A Fault Diagnosis Method for Rotating Machinery With Semi-Supervised Graph Convolutional Network and Images Converted From Vibration Signals

Abstract

In recent years, intelligent fault diagnosis has been widely investigated. Deep learning fault diagnosis methods for rotating machinery are primarily based on the assumption that labeled data are abundant. However, it is difficult to collect sufficient labeled samples for some practical engineering applications. To address this problem, a fault diagnosis method for rotating machinery with semi-supervised graph convolutional network (SSGCN) and two-dimensional (2-D) images converted from vibration signals is proposed in this paper. First, the one-dimensional (1-D) vibration signals are converted into 2-D images, by the no-parameter adjacency symmetrized dot pattern (NPASDP) method in polar coordinate system and the grayscale matrix mapping (GMM) method in Cartesian coordinate system.

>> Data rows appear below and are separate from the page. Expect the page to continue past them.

PR #277, opened 2023-01-06
invoice: lookup more performant by hash

### LINKED ISSUE #271: Investigate net.Operror: i/o timeout
Internal payments are failing because of this error:

https://sentry.io/organizations/nomadiclabs/issues/3625901873
Things to try
- [x] reproduce on dev environment
- [ ] write intentionally slow query and cancel context?
- [ ] Run with BUNDEBUG in production

kiwiidb:
Possible fix #271


bumi (approved):
can't think of any issue with the rhash - it is always there an query able.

The local features of all samples are fully extracted using image processing methods in different coordinate systems to better characterize the relationship between different samples. Second, the normalized cross-correlation coefficient (NCC) is used to calculate the images similarity. Using each sample as a node, the graph structure is constructed by judging the adjacency relationship between all nodes through the similarity threshold. Finally, the SSGCN model is established to realize fault diagnosis. A bearing dataset and a rotor dataset with few data labels are used for validation, and the proposed method can get satisfactory fault diagnosis accuracy. The results show that the method can effectively improve the accuracy of model fault diagnosis with few labeled data.